Connecticut Employee Rights Blog

The Blog for Connecticut employees and the lawyers who represent them.

Archive for May, 2009

Men accused of sexual harassment can sue!

Posted by rhayber on May 28, 2009

For years, employment lawyers like me have had to break the bad news to men who have been fired for allegedly sexually harassing women in the workplace:  there is very little I can do for you!  Title VII is designed to protect women (and men) from sexual harassment in the workplace.  It is not designed to protect men (or women) from being falsely accused.  Employers faced with a charge of sexual harassment are free to terminate the alleged harasser, even if they didn’t do it and even if the investigation proves inconclusive. 

On May 22, 2009, the Second Circuit took a step toward providing men (and women) with a bit more protection when they are accused of sexual harassment.  In Sassaman v. Gamache … F.3d … , 2009 WL 1424433 (2d Cir. 2009), the court reversed the grant of summary judgment and permitted a man’s case to proceed to trial, based on allegations and evidence that he was forced to resign because of his employer’s belief that men have a propensity to commit sexual harassment.  Integral to the Court’s opinion was the employer’s failure to adequately investigate the claims.

The Court took great pains to clarify what it was not holding:

“We emphasize that we do not hold that an arguably insufficient investigation of a complaint of sexual harassment leading to an adverse employment action against the accused is, standing alone, sufficient to support an inference of discriminatory intent.

Rather, we hold only that where a plaintiff can point to evidence closely tied to the adverse employment action that could reasonably be interpreted as indicating that discrimination drove the decision, an arguably insufficient investigation may support an inference of discriminatory intent.”

The take away here is that men can bring Title VII cases of their own if they can provide evidence that the employer terminated them because of a belief that as a man, it was likely that he committed the sexual harassment complained of.  Relevant to this claim could be, as here, a poor investigation by the employer.

Going forward, Plaintiff’s employment lawyers need not dismiss a new caller’s claim that he was terminated for sexual harassment when he really didn’t do it!

Posted in Discrimination, Gender | Tagged: , , , , | 1 Comment »

Paycheck Fairness Act in U.S. Senate. Keep your fingers crossed!

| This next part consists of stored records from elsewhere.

PR #38, opened 2017-09-20
Support added to receive data socket over control socket

avalluri:
As objected by QEMU upstream developers to use two different sockets for
starting/using of swtpm, This commit adds support for passing unix domain
socket over control channel.

The summary of the changes include:
 - Defined new control command CMD_SET_DATAFD, using this clients can send data
   socket.
 - replaced read() to recvmsg() in ctrlchannel_process_fd() that should be able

Posted by rhayber on May 11, 2009

The Paycheck Fairness Act, an amendment to the Equal Pay Act, is currently before the U.S. Senate after having passed the House in January.  Introduced by our own Rosa DeLauro, this bill will make it more difficult for employers to justify pay disparities between men and women.  A great explanation of this imp0rtant bill can be found at themiddleclass.org

Previously, employers could defend otherwise indefensible pay disparities by asserting that the differences were attributable to “any factor other than sex.”  This catch-all defense was overused by defense attorneys and judges.  This law would narrow that defense, making employers show that the other “factor” was job related, bona fide and related to business necessity. 

Women should encourage their Senators to vote for this legislation, since women still make far less than men in comparable positions. 

Like the FLSA, employees victimized under this law can bring actions “collectively” or as quasi-class actions.  This new law may bring a new day and a new power to underpaid working women in America.

Posted in Gender, Wage / Hour | Tagged: , , , | Leave a Comment »

Pharmaceutical Sales Reps at issue again!

Posted by rhayber on May 8, 2009

A short time ago, I wrote about a decision here in Connecticut that pharmaceutical “sales reps” were entitled to overtime since they were not actually selling anything and therefore not entitled to the “outside sales” exemption of the FLSA. 

This issue isn’t going away.  The Ninth Circuit Court of Appeals has asked the California Supreme Court to issue an opinion to guide it in a similar case pending before it.  A great discussion of this matter can be found at EpsteinBeckerGreen blog. 

It seems pretty clear to me that you can’t be a sales person if you don’t actually sell anything.  Lets hope the California Supreme Court gets it right!